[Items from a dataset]

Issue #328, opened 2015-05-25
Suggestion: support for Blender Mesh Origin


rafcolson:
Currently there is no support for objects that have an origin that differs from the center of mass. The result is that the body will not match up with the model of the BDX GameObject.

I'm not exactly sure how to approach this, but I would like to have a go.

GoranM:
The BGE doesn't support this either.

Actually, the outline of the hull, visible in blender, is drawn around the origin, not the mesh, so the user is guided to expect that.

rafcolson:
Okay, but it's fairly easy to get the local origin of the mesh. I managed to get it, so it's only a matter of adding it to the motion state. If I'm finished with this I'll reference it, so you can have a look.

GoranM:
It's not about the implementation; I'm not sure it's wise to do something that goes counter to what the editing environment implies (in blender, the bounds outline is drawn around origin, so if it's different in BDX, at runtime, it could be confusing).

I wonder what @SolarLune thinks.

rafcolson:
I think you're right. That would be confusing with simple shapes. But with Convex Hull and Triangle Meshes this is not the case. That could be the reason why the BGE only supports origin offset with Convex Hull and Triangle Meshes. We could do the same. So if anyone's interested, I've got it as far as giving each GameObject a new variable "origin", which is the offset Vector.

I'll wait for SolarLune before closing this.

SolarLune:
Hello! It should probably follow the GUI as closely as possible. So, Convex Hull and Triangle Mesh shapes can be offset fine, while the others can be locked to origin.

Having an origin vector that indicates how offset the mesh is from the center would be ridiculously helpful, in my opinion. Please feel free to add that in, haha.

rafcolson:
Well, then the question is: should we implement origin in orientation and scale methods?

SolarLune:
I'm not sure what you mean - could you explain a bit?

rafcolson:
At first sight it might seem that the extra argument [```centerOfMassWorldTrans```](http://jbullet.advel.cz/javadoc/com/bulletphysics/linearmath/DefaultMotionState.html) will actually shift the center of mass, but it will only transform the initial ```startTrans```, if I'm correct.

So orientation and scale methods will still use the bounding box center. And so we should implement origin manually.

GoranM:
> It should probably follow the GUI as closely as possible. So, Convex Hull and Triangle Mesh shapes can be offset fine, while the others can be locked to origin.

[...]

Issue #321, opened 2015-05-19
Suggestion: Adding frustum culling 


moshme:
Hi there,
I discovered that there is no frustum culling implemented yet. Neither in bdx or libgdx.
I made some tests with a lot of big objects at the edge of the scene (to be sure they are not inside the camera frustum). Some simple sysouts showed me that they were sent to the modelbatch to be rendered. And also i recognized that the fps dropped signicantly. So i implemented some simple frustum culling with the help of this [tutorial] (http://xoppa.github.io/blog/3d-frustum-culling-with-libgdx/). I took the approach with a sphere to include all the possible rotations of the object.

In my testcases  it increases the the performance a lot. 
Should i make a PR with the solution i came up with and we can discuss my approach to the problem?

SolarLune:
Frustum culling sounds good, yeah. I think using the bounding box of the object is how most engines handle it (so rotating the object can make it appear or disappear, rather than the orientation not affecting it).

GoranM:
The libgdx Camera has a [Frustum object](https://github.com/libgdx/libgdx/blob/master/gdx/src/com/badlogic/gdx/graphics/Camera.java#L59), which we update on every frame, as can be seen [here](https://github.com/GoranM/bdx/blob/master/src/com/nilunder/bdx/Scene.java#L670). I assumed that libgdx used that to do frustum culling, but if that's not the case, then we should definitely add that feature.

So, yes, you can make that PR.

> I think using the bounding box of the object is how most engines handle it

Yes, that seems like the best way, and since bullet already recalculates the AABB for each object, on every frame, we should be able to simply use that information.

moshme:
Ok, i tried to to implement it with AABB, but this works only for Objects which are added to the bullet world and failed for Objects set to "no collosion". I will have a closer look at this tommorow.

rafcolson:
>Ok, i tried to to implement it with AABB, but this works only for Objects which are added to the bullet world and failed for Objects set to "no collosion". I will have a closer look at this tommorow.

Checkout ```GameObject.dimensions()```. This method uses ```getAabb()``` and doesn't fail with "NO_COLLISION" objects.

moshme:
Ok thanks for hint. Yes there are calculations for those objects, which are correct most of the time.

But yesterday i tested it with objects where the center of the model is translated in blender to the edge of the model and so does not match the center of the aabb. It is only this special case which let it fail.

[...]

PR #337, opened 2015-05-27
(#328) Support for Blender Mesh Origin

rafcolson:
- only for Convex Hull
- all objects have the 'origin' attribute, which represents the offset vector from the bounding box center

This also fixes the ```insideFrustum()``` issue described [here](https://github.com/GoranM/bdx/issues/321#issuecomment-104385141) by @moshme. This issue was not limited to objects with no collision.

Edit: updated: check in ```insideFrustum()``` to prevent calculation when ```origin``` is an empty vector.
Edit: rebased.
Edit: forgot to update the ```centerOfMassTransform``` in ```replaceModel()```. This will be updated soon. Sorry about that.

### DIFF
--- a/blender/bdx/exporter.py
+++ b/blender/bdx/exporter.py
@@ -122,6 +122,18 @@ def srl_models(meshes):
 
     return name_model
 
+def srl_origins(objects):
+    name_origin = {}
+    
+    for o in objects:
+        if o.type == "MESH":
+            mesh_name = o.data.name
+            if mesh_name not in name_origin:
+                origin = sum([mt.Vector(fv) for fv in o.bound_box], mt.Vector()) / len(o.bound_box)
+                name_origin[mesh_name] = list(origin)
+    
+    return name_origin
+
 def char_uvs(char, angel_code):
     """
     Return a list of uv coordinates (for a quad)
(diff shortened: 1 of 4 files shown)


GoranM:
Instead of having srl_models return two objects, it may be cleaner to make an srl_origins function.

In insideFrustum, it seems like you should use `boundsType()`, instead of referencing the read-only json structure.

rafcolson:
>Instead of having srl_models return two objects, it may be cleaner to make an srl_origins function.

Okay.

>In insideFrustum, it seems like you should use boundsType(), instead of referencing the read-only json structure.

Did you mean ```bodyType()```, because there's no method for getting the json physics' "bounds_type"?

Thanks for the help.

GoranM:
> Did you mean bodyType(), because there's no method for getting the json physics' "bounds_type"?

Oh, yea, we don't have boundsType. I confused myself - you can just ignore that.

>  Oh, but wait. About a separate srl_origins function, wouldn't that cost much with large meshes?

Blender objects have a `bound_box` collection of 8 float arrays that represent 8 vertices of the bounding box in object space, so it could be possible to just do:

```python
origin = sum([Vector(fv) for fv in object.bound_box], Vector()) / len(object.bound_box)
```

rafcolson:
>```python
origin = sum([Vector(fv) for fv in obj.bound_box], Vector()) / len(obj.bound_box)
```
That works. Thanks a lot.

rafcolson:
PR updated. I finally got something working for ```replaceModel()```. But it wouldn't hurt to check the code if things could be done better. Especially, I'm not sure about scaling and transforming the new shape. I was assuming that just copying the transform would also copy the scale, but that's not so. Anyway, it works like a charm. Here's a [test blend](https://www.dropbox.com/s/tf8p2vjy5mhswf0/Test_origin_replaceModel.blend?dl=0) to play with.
--
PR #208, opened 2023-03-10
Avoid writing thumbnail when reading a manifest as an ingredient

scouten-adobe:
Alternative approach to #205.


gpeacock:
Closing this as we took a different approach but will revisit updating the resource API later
==
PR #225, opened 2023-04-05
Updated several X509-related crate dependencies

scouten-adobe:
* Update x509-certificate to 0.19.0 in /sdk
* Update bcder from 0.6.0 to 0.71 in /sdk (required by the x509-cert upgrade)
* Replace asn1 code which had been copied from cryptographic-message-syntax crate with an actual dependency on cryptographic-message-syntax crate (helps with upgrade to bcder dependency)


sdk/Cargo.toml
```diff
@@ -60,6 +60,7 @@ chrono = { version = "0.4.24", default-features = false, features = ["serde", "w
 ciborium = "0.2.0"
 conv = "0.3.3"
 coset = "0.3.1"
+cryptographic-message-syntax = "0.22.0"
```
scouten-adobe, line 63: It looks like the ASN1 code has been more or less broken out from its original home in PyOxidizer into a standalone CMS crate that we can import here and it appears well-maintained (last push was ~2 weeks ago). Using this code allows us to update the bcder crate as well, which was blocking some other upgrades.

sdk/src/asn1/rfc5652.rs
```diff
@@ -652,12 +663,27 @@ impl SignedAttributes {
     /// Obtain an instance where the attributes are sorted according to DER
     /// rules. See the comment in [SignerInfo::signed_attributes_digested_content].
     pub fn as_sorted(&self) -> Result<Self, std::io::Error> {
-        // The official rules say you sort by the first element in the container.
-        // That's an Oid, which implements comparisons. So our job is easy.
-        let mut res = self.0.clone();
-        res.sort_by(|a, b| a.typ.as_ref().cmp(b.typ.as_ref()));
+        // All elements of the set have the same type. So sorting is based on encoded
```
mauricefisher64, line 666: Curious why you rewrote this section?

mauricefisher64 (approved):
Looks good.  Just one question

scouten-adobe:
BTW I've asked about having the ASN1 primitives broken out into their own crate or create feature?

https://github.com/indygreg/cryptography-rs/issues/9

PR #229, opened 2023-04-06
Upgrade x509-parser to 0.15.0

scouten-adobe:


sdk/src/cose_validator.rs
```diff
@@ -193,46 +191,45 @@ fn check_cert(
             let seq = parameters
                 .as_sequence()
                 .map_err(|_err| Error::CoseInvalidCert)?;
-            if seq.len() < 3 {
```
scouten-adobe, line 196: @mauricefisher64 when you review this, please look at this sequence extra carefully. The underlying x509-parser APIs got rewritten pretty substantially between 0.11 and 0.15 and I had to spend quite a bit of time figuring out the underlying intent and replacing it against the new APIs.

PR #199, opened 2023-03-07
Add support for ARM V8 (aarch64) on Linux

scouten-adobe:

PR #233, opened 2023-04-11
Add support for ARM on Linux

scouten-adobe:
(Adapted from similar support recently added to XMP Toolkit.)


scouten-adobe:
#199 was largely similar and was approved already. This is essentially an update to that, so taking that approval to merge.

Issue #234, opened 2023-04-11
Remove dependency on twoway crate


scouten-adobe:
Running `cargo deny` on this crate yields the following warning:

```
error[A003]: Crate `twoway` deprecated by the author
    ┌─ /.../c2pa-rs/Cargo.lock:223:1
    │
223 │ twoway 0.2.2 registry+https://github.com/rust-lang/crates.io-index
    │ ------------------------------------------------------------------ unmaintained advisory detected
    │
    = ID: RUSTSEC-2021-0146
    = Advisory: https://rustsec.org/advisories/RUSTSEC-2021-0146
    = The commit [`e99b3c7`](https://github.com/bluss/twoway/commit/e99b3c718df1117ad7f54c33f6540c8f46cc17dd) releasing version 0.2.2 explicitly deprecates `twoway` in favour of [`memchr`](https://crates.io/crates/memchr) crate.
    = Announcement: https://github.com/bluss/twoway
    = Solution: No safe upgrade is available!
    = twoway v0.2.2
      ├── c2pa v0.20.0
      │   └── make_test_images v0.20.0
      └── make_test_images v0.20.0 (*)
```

**Task statement:** Each line above with the word "wait" must be returned.

**Output below:**
I'll wait for SolarLune before closing this.
>  Oh, but wait. About a separate srl_origins function, wouldn't that cost much with large meshes?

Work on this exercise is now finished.